Apache HCatalog 0.4.0 Released by Alan Gates.
From the post:
In case you didn’t see the news, I wanted to share the announcement that HCatalog 0.4.0 is now available.
For those of you that are new to the project, HCatalog provides a metadata and table management system that simplifies data sharing between Apache Hadoop and other enterprise data systems. You can learn more about the project on the Apache project site.
From the HCatalog documentation (0.4.0):
HCatalog is a table and storage management layer for Hadoop that enables users with different data processing tools – Pig, MapReduce, and Hive – to more easily read and write data on the grid. HCatalog’s table abstraction presents users with a relational view of data in the Hadoop distributed file system (HDFS) and ensures that users need not worry about where or in what format their data is stored – RCFile format, text files, or sequence files.

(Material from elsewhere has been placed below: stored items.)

PR #207, opened 2019-11-20
Upgrading Gradle Version to 5.4.1

AndreasGB:
Also adding myself to CONTRIBUTORS.md now, as this ate way too much time :D

### DIFF
--- a/app/build.gradle
+++ b/app/build.gradle
@@ -42,7 +42,14 @@ dependencies {
     amazonImplementation 'com.github.amzn:exoplayer-amazon-port:amazon-r1.5.6-SNAPSHOT'
     googleImplementation 'com.devbrackets.android:exomedia:2.5.6'
     googleImplementation 'com.google.android.exoplayer:exoplayer:r1.5.6'
-    implementation 'com.github.jellyfin:jellyfin-apiclient-java:master-SNAPSHOT'
+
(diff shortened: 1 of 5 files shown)


app/build.gradle
```diff
@@ -39,7 +39,9 @@ android {
 dependencies {
     implementation fileTree(include: ['*.jar'], dir: 'libs')
     amazonImplementation 'com.github.jellyfin:exomedia:amazon~2.5.6-SNAPSHOT'
+    amazonImplementation 'com.github.amzn:exoplayer-amazon-port:amazon-r1.5.6-SNAPSHOT'
     googleImplementation 'com.devbrackets.android:exomedia:2.5.6'
+    googleImplementation 'com.google.android.exoplayer:exoplayer:r1.5.6'
```
thornbill: Maybe we should add a comment to note why these are needed.

AndreasGB: Otoh, if anyone removes them, they will find out why pretty quickly :D

AndreasGB:
So, we now have the ability to modify the :library module of the apiclient in the same project with this new change by making a composite build. Its PR needs to get merged before this one though as they both need to be on the same gradle and plugin versions.

AndreasGB:
@anthonylavado The blocking PR has merged, can you please remove the label? Thanks :)

PR #210, opened 2019-11-25
Add home sections

nielsvanvelzen:
I'm currently working on moving my personal library from Plex to Jellyfin and one of the things that annoyed me is that the sections I made in the web version weren't available in the TV app. So I implemented it!

I tried to make it look exactly the same as the web version but some things are still different:
 - The library buttons are not implemented as I tried but couldn't find a nice way to implement it
 - The "Latest Additions" section is split in the web version with one row for each media type, my implementation shows everything in a single row
 - Editing the sections is not supported (I might add it another time in a separate pull request)

It took quite some time to get familiar with this part of the code because I haven't used Java in a few years (I use Kotlin primarily) and the structure of the app doesn't make a lot of sense to me because there is strong cohesion between most classes.

### DIFF
--- a/app/src/main/java/org/jellyfin/androidtv/browsing/HomeFragment.java
+++ b/app/src/main/java/org/jellyfin/androidtv/browsing/HomeFragment.java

HCatalog supports reading and writing files in any format for which a SerDe can be written. By default, HCatalog supports RCFile, CSV, JSON, and sequence file formats. To use a custom format, you must provide the InputFormat, OutputFormat, and SerDe.
Being curious about a reference to partitions having the capacity to be multidimensional, I set off looking for information on supported data types and found:
The table shows how Pig will interpret the HCatalog data type.
HCatalog Data Type
Pig Data Type
primitives (int, long, float, double, string)
int, long, float, double, string to chararray
map (key type should be string, valuetype must be string)
map
List<any type>
bag
struct<any type fields>
tuple
The Hadoop ecosystem is evolving at a fast and furious pace!